Stored data entries:
*** Block opens ***
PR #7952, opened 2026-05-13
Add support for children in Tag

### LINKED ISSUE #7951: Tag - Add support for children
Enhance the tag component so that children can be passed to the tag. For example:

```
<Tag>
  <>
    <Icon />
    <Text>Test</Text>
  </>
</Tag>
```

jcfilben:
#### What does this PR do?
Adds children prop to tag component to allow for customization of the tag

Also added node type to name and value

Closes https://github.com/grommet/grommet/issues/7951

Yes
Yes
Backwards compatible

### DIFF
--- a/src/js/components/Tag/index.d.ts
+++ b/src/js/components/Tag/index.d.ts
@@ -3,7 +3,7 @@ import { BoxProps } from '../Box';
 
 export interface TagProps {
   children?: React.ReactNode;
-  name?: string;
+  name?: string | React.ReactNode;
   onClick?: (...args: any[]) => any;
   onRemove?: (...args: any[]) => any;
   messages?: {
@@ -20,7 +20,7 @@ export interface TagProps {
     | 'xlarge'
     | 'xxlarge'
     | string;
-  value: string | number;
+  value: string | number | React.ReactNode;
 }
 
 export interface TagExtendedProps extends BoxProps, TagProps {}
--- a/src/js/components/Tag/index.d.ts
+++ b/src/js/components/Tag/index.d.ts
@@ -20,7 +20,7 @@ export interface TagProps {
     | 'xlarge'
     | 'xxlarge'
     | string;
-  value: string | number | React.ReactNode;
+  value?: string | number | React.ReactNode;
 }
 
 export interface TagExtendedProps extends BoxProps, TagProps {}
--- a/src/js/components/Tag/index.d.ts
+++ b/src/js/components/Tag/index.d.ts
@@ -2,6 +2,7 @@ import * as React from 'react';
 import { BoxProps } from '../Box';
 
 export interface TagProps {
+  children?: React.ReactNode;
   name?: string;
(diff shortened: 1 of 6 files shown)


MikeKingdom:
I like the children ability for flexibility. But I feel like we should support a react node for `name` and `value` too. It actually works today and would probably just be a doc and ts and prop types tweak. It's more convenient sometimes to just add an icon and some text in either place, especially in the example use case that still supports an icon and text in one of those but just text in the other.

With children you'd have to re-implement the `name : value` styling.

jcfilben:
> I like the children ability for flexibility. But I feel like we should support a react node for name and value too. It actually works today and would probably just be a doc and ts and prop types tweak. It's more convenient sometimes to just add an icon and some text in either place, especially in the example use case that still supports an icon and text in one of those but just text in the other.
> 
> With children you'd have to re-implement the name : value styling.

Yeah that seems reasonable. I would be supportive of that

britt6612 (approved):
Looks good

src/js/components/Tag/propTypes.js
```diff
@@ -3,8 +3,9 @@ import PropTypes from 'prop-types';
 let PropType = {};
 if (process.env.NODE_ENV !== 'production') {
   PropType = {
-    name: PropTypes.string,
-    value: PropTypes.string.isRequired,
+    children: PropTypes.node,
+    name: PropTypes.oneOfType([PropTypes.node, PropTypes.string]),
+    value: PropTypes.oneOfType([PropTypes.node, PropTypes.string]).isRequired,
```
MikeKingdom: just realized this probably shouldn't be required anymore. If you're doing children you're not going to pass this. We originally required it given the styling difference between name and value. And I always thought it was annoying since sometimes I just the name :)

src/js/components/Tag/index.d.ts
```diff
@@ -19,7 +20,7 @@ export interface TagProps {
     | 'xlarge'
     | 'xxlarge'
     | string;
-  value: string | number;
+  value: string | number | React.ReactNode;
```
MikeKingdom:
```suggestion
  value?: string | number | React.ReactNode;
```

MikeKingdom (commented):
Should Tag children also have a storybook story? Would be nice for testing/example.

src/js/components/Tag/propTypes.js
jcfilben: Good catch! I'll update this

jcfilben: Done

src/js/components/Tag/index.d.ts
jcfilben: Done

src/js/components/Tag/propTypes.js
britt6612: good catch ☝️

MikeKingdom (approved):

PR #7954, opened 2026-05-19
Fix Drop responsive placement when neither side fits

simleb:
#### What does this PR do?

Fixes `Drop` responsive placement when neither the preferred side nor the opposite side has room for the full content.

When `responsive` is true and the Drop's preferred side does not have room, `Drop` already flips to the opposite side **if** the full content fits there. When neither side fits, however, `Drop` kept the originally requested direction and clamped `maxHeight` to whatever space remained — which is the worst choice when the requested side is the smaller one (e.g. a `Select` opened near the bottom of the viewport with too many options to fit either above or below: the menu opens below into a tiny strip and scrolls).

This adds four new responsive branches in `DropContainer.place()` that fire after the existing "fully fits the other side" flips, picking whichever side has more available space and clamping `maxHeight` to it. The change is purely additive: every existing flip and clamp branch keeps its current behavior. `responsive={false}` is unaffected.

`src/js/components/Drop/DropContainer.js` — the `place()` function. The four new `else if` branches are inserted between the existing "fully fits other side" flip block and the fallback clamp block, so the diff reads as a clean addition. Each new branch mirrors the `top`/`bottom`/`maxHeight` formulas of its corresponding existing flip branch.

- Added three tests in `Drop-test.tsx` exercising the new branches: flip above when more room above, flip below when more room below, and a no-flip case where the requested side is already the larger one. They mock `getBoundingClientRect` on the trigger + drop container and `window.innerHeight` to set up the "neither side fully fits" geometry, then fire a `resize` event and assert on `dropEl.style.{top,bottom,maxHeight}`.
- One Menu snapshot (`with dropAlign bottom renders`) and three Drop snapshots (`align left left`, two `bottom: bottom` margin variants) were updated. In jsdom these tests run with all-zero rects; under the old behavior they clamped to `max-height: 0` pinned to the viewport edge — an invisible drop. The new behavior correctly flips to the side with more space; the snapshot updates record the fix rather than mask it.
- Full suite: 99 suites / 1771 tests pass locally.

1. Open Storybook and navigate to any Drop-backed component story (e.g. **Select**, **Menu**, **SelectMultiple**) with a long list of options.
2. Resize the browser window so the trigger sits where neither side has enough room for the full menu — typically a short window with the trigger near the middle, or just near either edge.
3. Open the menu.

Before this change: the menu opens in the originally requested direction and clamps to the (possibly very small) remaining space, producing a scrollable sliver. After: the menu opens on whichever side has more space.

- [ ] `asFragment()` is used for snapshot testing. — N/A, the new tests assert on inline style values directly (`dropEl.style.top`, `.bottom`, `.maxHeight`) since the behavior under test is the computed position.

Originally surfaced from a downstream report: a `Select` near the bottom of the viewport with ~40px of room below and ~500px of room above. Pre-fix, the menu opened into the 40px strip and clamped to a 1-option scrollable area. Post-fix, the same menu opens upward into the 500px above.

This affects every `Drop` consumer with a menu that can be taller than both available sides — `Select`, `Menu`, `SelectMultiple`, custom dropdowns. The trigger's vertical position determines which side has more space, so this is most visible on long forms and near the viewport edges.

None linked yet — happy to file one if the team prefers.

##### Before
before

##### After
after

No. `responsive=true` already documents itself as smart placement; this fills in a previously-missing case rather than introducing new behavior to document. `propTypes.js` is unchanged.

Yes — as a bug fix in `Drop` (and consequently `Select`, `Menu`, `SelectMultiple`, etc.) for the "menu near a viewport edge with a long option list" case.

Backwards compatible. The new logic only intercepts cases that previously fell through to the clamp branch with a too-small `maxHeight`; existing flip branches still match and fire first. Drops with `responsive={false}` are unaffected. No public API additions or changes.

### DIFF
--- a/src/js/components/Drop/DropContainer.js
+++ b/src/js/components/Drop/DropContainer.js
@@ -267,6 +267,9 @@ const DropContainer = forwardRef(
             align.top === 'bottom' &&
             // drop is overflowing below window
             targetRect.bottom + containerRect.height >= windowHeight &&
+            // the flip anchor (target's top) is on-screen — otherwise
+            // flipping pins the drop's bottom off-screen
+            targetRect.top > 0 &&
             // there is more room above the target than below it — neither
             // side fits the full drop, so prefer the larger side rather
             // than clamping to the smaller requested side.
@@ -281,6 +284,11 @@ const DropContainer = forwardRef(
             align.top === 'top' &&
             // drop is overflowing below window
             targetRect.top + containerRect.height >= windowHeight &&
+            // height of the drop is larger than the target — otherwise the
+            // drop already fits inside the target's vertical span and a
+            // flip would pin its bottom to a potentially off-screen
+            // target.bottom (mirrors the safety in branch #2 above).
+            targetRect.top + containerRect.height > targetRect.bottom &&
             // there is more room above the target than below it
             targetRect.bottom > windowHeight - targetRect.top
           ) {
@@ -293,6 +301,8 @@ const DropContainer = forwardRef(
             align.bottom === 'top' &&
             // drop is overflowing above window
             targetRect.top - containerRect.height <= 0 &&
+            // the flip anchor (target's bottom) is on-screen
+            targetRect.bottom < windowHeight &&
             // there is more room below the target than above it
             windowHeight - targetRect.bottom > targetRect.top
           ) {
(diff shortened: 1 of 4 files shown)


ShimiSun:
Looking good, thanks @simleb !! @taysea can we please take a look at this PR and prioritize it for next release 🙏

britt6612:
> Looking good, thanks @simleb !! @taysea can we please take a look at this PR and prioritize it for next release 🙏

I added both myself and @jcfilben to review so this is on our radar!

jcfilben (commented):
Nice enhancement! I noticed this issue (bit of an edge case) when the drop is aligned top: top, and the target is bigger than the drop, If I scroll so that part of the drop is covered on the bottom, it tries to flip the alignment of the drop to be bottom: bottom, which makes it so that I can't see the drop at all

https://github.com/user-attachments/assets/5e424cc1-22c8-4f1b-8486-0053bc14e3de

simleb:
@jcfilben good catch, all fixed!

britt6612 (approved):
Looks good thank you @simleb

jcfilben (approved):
*** Block closes ***
TASK PROMPT: Find the string "clamped" in the records, then copy each line where it occurs.

EXERCISE RESULT:
When `responsive` is true and the Drop's preferred side does not have room, `Drop` already flips to the opposite side **if** the full content fits there. When neither side fits, however, `Drop` kept the originally requested direction and clamped `maxHeight` to whatever space remained — which is the worst choice when the requested side is the smaller one (e.g. a `Select` opened near the bottom of the viewport with too many options to fit either above or below: the menu opens below into a tiny strip and scrolls).
- One Menu snapshot (`with dropAlign bottom renders`) and three Drop snapshots (`align left left`, two `bottom: bottom` margin variants) were updated. In jsdom these tests run with all-zero rects; under the old behavior they clamped to `max-height: 0` pinned to the viewport edge — an invisible drop. The new behavior correctly flips to the side with more space; the snapshot updates record the fix rather than mask it.
Originally surfaced from a downstream report: a `Select` near the bottom of the viewport with ~40px of room below and ~500px of room above. Pre-fix, the menu opened into the 40px strip and clamped to a 1-option scrollable area. Post-fix, the same menu opens upward into the 500px above.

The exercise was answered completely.